Collected data

PR #34, opened 2026-06-23
[Phase A · PR1] Adapter core: unwrapList, resolveVersion, probe, resolveBackend (v1)

justinwlin:
**Stacked draft — do not merge.** Base = \`DO-NOT-MERGE-TILL-V2-LIVE/v2-rest-support\` (drafting workspace). Implements **Phase A / Steps A0–A2** of PLAN.md.

## What this is
The pure, additive routing core for the v1/v2 adapter. **No wiring into tools yet** — `tools.ts` is untouched, so v1 behavior is unchanged. This PR just adds `src/_shared/backend.ts` + tests.

## Contents
- **A0 `unwrapList(resource, version, raw)`** — v1 bare-array passthrough; v2 envelope unwrap (`{pods:[…]}` → array); non-array/missing-key → `[]`. Kills the envelope bug at the seam before v2 lands.
- **A1 `resolveVersion`** — per-resource `RUNPOD_REST_VERSION_<RES>` override → global `RUNPOD_REST_VERSION` → default `v1`. `auto` is stdio-only (http → v1, no cross-user probe leak). `jobs`/`endpoints` pinned v1.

#### [WORK REQUEST]
What you retype should run from the first line of the entries above through the line containing "## What this is", exactly and in full.

#### [RESULT BELOW]
PR #34, opened 2026-06-23
[Phase A · PR1] Adapter core: unwrapList, resolveVersion, probe, resolveBackend (v1)

justinwlin:
**Stacked draft — do not merge.** Base = \`DO-NOT-MERGE-TILL-V2-LIVE/v2-rest-support\` (drafting workspace). Implements **Phase A / Steps A0–A2** of PLAN.md.

## What this is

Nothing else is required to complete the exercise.